> _Problem to solve_
Give every line below again, exactly.

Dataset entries
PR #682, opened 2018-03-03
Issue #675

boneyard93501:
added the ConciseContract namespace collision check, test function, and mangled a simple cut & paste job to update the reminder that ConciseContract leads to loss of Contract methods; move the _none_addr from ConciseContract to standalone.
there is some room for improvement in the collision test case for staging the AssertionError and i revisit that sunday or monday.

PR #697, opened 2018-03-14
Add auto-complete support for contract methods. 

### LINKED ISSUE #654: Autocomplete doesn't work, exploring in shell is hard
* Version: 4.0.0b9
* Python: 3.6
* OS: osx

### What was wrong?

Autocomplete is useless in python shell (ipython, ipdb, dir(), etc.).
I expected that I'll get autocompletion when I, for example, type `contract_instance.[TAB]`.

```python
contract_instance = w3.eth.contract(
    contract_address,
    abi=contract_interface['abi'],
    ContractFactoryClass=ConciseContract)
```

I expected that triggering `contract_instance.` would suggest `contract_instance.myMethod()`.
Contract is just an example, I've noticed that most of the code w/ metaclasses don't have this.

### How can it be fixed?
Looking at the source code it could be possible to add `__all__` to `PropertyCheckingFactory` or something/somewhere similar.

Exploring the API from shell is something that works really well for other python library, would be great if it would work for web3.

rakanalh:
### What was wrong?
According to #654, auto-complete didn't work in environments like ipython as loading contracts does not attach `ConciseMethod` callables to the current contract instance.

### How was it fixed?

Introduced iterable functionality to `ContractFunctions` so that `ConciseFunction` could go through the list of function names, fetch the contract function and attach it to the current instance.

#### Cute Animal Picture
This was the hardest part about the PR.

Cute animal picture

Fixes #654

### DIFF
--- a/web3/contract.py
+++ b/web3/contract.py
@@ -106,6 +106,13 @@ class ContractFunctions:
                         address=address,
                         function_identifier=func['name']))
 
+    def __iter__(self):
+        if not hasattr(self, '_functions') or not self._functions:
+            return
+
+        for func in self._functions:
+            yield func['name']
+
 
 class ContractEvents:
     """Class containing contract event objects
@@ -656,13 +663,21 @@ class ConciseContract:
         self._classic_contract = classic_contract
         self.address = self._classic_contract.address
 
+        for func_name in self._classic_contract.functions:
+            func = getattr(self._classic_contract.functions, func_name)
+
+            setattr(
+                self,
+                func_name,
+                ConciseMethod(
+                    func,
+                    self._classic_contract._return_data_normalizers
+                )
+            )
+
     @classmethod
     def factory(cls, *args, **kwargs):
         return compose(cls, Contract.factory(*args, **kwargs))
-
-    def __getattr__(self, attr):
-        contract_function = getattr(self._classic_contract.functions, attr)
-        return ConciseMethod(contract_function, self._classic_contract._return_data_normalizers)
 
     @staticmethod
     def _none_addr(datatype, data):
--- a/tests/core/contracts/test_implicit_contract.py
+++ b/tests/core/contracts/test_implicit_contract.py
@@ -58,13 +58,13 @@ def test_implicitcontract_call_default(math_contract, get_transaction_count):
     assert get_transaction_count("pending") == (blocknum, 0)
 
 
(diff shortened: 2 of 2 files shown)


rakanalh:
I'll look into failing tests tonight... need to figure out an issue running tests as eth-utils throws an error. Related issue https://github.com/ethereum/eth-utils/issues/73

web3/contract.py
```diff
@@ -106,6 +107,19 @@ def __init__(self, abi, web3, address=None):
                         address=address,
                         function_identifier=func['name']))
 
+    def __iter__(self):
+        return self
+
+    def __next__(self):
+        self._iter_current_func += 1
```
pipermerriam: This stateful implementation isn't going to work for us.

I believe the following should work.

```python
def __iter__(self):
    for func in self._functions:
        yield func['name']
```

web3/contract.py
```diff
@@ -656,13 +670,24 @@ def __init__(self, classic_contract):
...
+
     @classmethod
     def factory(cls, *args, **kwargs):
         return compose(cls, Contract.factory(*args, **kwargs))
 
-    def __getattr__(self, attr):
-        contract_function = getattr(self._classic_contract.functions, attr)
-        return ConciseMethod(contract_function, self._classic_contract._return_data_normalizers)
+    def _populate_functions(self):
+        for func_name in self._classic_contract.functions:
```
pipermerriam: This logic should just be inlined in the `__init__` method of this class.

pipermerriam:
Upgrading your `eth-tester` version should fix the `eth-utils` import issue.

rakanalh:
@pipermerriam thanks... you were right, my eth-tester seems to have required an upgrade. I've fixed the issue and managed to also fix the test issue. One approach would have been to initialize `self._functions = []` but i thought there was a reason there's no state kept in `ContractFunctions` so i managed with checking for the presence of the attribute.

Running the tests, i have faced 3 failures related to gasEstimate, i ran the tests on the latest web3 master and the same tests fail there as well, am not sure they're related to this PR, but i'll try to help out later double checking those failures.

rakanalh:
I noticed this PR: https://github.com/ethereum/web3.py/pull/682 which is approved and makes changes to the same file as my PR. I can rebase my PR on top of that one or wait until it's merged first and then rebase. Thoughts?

> _Result of the exercise_
PR #682, opened 2018-03-03
Issue #675

boneyard93501:
added the ConciseContract namespace collision check, test function, and mangled a simple cut & paste job to update the reminder that ConciseContract leads to loss of Contract methods; move the _none_addr from ConciseContract to standalone.
there is some room for improvement in the collision test case for staging the AssertionError and i revisit that sunday or monday.

PR #697, opened 2018-03-14
Add auto-complete support for contract methods. 

### LINKED ISSUE #654: Autocomplete doesn't work, exploring in shell is hard
* Version: 4.0.0b9
* Python: 3.6
* OS: osx

### What was wrong?

Autocomplete is useless in python shell (ipython, ipdb, dir(), etc.).
I expected that I'll get autocompletion when I, for example, type `contract_instance.[TAB]`.

```python
contract_instance = w3.eth.contract(
    contract_address,
    abi=contract_interface['abi'],
    ContractFactoryClass=ConciseContract)
```

I expected that triggering `contract_instance.` would suggest `contract_instance.myMethod()`.
Contract is just an example, I've noticed that most of the code w/ metaclasses don't have this.

### How can it be fixed?
Looking at the source code it could be possible to add `__all__` to `PropertyCheckingFactory` or something/somewhere similar.

Exploring the API from shell is something that works really well for other python library, would be great if it would work for web3.

rakanalh:
### What was wrong?
According to #654, auto-complete didn't work in environments like ipython as loading contracts does not attach `ConciseMethod` callables to the current contract instance.

### How was it fixed?

Introduced iterable functionality to `ContractFunctions` so that `ConciseFunction` could go through the list of function names, fetch the contract function and attach it to the current instance.

#### Cute Animal Picture
This was the hardest part about the PR.

Cute animal picture

Fixes #654

### DIFF
--- a/web3/contract.py
+++ b/web3/contract.py
@@ -106,6 +106,13 @@ class ContractFunctions:
                         address=address,
                         function_identifier=func['name']))
 
+    def __iter__(self):
+        if not hasattr(self, '_functions') or not self._functions:
+            return
+
+        for func in self._functions:
+            yield func['name']
+
 
 class ContractEvents:
     """Class containing contract event objects
@@ -656,13 +663,21 @@ class ConciseContract:
         self._classic_contract = classic_contract
         self.address = self._classic_contract.address
 
+        for func_name in self._classic_contract.functions:
+            func = getattr(self._classic_contract.functions, func_name)
+
+            setattr(
+                self,
+                func_name,
+                ConciseMethod(
+                    func,
+                    self._classic_contract._return_data_normalizers
+                )
+            )
+
     @classmethod
     def factory(cls, *args, **kwargs):
         return compose(cls, Contract.factory(*args, **kwargs))
-
-    def __getattr__(self, attr):
-        contract_function = getattr(self._classic_contract.functions, attr)
-        return ConciseMethod(contract_function, self._classic_contract._return_data_normalizers)
 
     @staticmethod
     def _none_addr(datatype, data):
--- a/tests/core/contracts/test_implicit_contract.py
+++ b/tests/core/contracts/test_implicit_contract.py
@@ -58,13 +58,13 @@ def test_implicitcontract_call_default(math_contract, get_transaction_count):
     assert get_transaction_count("pending") == (blocknum, 0)
 
 
(diff shortened: 2 of 2 files shown)


rakanalh:
I'll look into failing tests tonight... need to figure out an issue running tests as eth-utils throws an error. Related issue https://github.com/ethereum/eth-utils/issues/73

web3/contract.py
```diff
@@ -106,6 +107,19 @@ def __init__(self, abi, web3, address=None):
                         address=address,
                         function_identifier=func['name']))
 
+    def __iter__(self):
+        return self
+
+    def __next__(self):
+        self._iter_current_func += 1
```
pipermerriam: This stateful implementation isn't going to work for us.

I believe the following should work.

```python
def __iter__(self):
    for func in self._functions:
        yield func['name']
```

web3/contract.py
```diff
@@ -656,13 +670,24 @@ def __init__(self, classic_contract):
...
+
     @classmethod
     def factory(cls, *args, **kwargs):
         return compose(cls, Contract.factory(*args, **kwargs))
 
-    def __getattr__(self, attr):
-        contract_function = getattr(self._classic_contract.functions, attr)
-        return ConciseMethod(contract_function, self._classic_contract._return_data_normalizers)
+    def _populate_functions(self):
+        for func_name in self._classic_contract.functions:
```
pipermerriam: This logic should just be inlined in the `__init__` method of this class.

pipermerriam:
Upgrading your `eth-tester` version should fix the `eth-utils` import issue.

rakanalh:
@pipermerriam thanks... you were right, my eth-tester seems to have required an upgrade. I've fixed the issue and managed to also fix the test issue. One approach would have been to initialize `self._functions = []` but i thought there was a reason there's no state kept in `ContractFunctions` so i managed with checking for the presence of the attribute.

Running the tests, i have faced 3 failures related to gasEstimate, i ran the tests on the latest web3 master and the same tests fail there as well, am not sure they're related to this PR, but i'll try to help out later double checking those failures.

rakanalh:
I noticed this PR: https://github.com/ethereum/web3.py/pull/682 which is approved and makes changes to the same file as my PR. I can rebase my PR on top of that one or wait until it's merged first and then rebase. Thoughts?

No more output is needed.